Gut, ich denk der Kern des Problems ist v86d, dass uvesafb und anschließend qingy danach aussteigt, ist bloss die Folge davon. Was ich getan habe: Die komplette uvesafb-Installation nach der Anleitung von Spock (http://dev.gentoo.org/~spock/projects/uvesafb/) inklusive Kernel neu kompilieren ohne und danach mit uvesafb-initramfs und rekompilieren aller beteiligten Tools (auch v86d).

Wie kann ich dem Fehler weiter auf den Leib rücken?

Im Moment erfahre ich kaum Einschränkung durch den Fehler (wenn man mal davon absieht, dass qingy dann nur im Textmodus funnktioniert, aber es funktioniert und das hilft schonmal). Sollte ich demnächst wirklich mal mplayer auf der Konsole benötigen, kann ich noch den alten Kernel 2.6.25-rirgendwas benutzen (zumindest da funktionierte es noch). Solange mein Problem aber nicht aufgrund eines Bugs im 26er Kernel auftritt, halte ich das für die schlechteste Lösung.  :Smile: 

----------

## Psycho Dad

Kernel 2.6.26 braucht bei mir auch die ~x86-Version von v86d, sonst tritt derselbe Fehler auf.

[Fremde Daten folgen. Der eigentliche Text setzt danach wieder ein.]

Issue #5282, opened 2022-10-21
Error Call needs 2 arguments, when 2 arguments are given


crystalin:
When querying moonbeam:
```
const storageKey = await apiAt.query.parachainStaking.atStake.key(
  round,
  candidate
);
```
(round is `u32` and candidate is `AccountId20`)

I get:
```
ERR! Error: Call to parachainStaking.atStake needs 2 arguments, found [7752,0x5e583614F17D3eBe3bD72653F28e2C01D247419A]
    at assertArgs (.../projects/moonbeam-tools/node_modules/@polkadot/types/cjs/metadata/decorate/storage/createFunction.js:46:11)
    at createKey (.../projects/moonbeam-tools/node_modules/@polkadot/types/cjs/metadata/decorate/storage/createFunction.js:110:3)
    at .../projects/moonbeam-tools/node_modules/@polkadot/types/cjs/metadata/decorate/storage/createFunction.js:188:10
    at Function.decorated.key (.../projects/moonbeam-tools/node_modules/@polkadot/api/cjs/base/Decorate.js:787:64)
```

PR #5283, opened 2022-10-21
Ensure apiAt.<section>.<method>.key(...) passes through the correct args

jacogr:
Closes https://github.com/polkadot-js/api/issues/5282

### DIFF
--- a/packages/types/src/metadata/decorate/storage/index.spec.ts
+++ b/packages/types/src/metadata/decorate/storage/index.spec.ts
@@ -36,6 +36,10 @@ describe('decorateStorage', (): void => {
     expect(() => query.timestamp.now()).not.toThrow();
   });
 
+  it('should return a value if the storage function has the correct arguments', (): void => {
+    expect(() => query.staking.erasStakers(1, keyring.alice.address)).not.toThrow();
+  });
+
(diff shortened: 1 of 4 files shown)


packages/types/src/metadata/decorate/storage/index.spec.ts
```diff
@@ -36,6 +36,10 @@ describe('decorateStorage', (): void => {
     expect(() => query.timestamp.now()).not.toThrow();
   });
 
+  it('should return a value if the storage function has the correct arguments', (): void => {
+    expect(() => query.staking.erasStakers(1, keyring.alice.address)).not.toThrow();
```
crystalin, line 40: Shouldn't it also verify that calling the key function is working properly ?

jacogr: This is on the storage decorator (named `creator` in the API), the responsibility of the method is to actually return the key. (This is slightly different than in the API itself, here it returns a prefixed `Uint8Array`, hence the slight hoops in the API to convert to hex key)

crystalin: Thank you for the explanations and the quick fix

Wenn dann noch ein Segmentation fault auftritt, mit USE="x86emu" emergen.

----------

## ok

 *Psycho Dad wrote:*   

> Wenn dann noch ein Segmentation fault auftritt, mit USE="x86emu" emergen.

 

Hilft nicht immer:https://bugs.gentoo.org/show_bug.cgi?id=212531

----------

## DarkSpir

 *Psycho Dad wrote:*   

> Kernel 2.6.26 braucht bei mir auch die ~x86-Version von v86d, sonst tritt derselbe Fehler auf.
> 
> Wenn dann noch ein Segmentation fault auftritt, mit USE="x86emu" emergen.

 

Welcome to the unstable. ^^

Mit x86emu-Useflag hatte ich es schon probiert, das hatte zwar keine Wirkung, ist aber bei mir jetzt gesetzt. Ich hab grad die neuere Version kompilliert und beim nächsten Neustart seh ich dann ja obs was hilft.

----------

## DarkSpir

Danke, hat funktioniert! ^^

----------